The impressive Flake Buttress on Beinn Dearg Mor. The winter line weaves its way up the front face of the buttress at VI,6 via a series of hidden grooves and chimneys. Above is a long connecting ridge with a final two pitches up the buttress in the top left of the photo. (Photo Simon Richardson)

The impressive Flake Buttress on Beinn Dearg Mor. The winter line weaves its way up the front face of the buttress at VI,6 via a series of hidden grooves and chimneys. Above is a long connecting ridge with a final two pitches up the buttress in the top left of the photo. (Photo Simon Richardson)

Roger Webb and I were keen to make best use of last week’s high pressure, so arranged a visit to Beinn Dearg Mor on Thursday January 24. This remote Corbett hidden behind An Teallach has an attractive north-facing corrie, but the long approach has deterred the majority of visitors. Apart from Roger that is. Inveterate North-West explorer, Roger already had two new winter routes to his name on the mountain.

The plan was to make a winter ascent of Flake Buttress, a summer Severe first climbed by A.Parker, J.Derris and I.Richards in 1952. Roger has been intrigued by Parker’s exploits in the Northern Highlands for a number of years, and with routes like the improbable Main Buttress on Slioch (climbed solo), they deserve greater recognition. Parker himself stands out as one of the great Scottish mountain explorers of his era.

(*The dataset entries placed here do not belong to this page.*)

PR #769, opened 2025-12-11
Delta source: extract nested field's stats

emilie-wang:
##  Important Read
Aims to fix https://github.com/apache/incubator-xtable/issues/771

While converting from Delta table, the nested field's stats got filtered out due the wrong list of the fields used.
This Pr aims to fix it.

## Brief change log

The pr make sure the nested field's stats is extracted.
## Verify this pull request

This pull request is already covered by existing tests, such as https://github.com/emilie-wang/incubator-xtable/blob/27f6a162082a04c21755ff49184c34a975caef00/xtable-core/src/test/java/org/apache/xtable/delta/TestDeltaStatsExtractor.java#L119
The test doesn't need change because it uses `List<InternalField> fields = schema.getAllFields();` instead of `List<InternalField> fields = schema.getAllFields();`, so that no nested fields are filtered out.
-  Add a new nested field into the existing test.

### DIFF
--- a/xtable-core/src/test/java/org/apache/xtable/testutil/ColumnStatMapUtil.java
+++ b/xtable-core/src/test/java/org/apache/xtable/testutil/ColumnStatMapUtil.java
@@ -200,6 +200,24 @@ public class ColumnStatMapUtil {
           .schema(InternalSchema.builder().name("double").dataType(InternalType.DOUBLE).build())
           .build();
 
+  private static final InternalField NESTED_STRING_FIELD =
+      InternalField.builder()
+          .name("nested_string_field")
+          .parentPath("nested_struct_field_primitive")
+          .schema(InternalSchema.builder().name("a_string").dataType(InternalType.STRING).build())
+          .build();
+
+  private static final InternalField NESTED_STRUCT_FIELD_PRIMITIVE =
+      InternalField.builder()
+          .name("nested_struct_field_primitive")
+          .schema(
+              InternalSchema.builder()
+                  .name("nested_struct_field_primitive")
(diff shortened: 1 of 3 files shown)


emilie-wang:
Hi @the-other-tim-brown
would you mind taking a look on this minor fix? Thanks!

xtable-core/src/test/java/org/apache/xtable/testutil/ColumnStatMapUtil.java
```diff
@@ -343,7 +362,21 @@ public static List<ColumnStat> getColumnStats() {
             .numValues(50)
             .totalSize(123)
             .build();
+    ColumnStat nestedStringColumnStats =
+        ColumnStat.builder()
+            .field(NESTED_STRING_FIELD)
+            .numNulls(1)
+            .range(Range.vector("alice", "zion"))
```
the-other-tim-brown, line 369: Do we need to update a test to assert that this range is properly handled?

emilie-wang: Good callout! The test actually uses this `getAllFields()` and it is already included the nested string field, meanwhile the expected stats also include this stats. https://github.com/apache/incubator-xtable/blob/27f6a162082a04c21755ff49184c34a975caef00/xtable-core/src/test/java/org/apache/xtable/delta/TestDeltaStatsExtractor.java#L121
https://github.com/apache/incubator-xtable/blob/27f6a162082a04c21755ff49184c34a975caef00/xtable-core/src/test/java/org/apache/xtable/testutil/ColumnStatMapUtil.java#L421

For my part, I had wanted to visit the corrie ever since my great friend Chris Cartwright made a the first winter ascent of the impressive Central Buttress (V,5) with Iain Stevens in February 1995.

As advertised the approach was long, and even though it felt we had made rapid progress, it took five hours before we were standing underneath Flake Buttress. Rearing up like a skyscraper, it was without doubt the finest feature in the corrie. The problem was that we couldn’t see how to climb it, and knowing the pedigree of Parker, his Severe could be anything up to HVS. With pressure mounting we spent an hour of precious daylight climbing the gullies either side of the buttress to scout out a line.

Roger was confident that once we started it would slot into place, and of course he was right. We used an overhung turfy fault to gain the buttress from the right, and then followed cracks and grooves, more or less up the font face of the buttress, to where the angle eased. Our line had coincided with the guidebook description in part, but we were in for a shock when an unsdescribed narrow ridge led across a neck and onto a big upper buttress.

Eventually at 6pm we arrived on the summit ridge with nine pitches and nearly 300m of new winter ground below us. Lean conditions in the side gullies meant that our descent option now led over the summit. We were six hours from the car and ten hours from home, and both had work commitments next morning. It was going to be a long day’s night!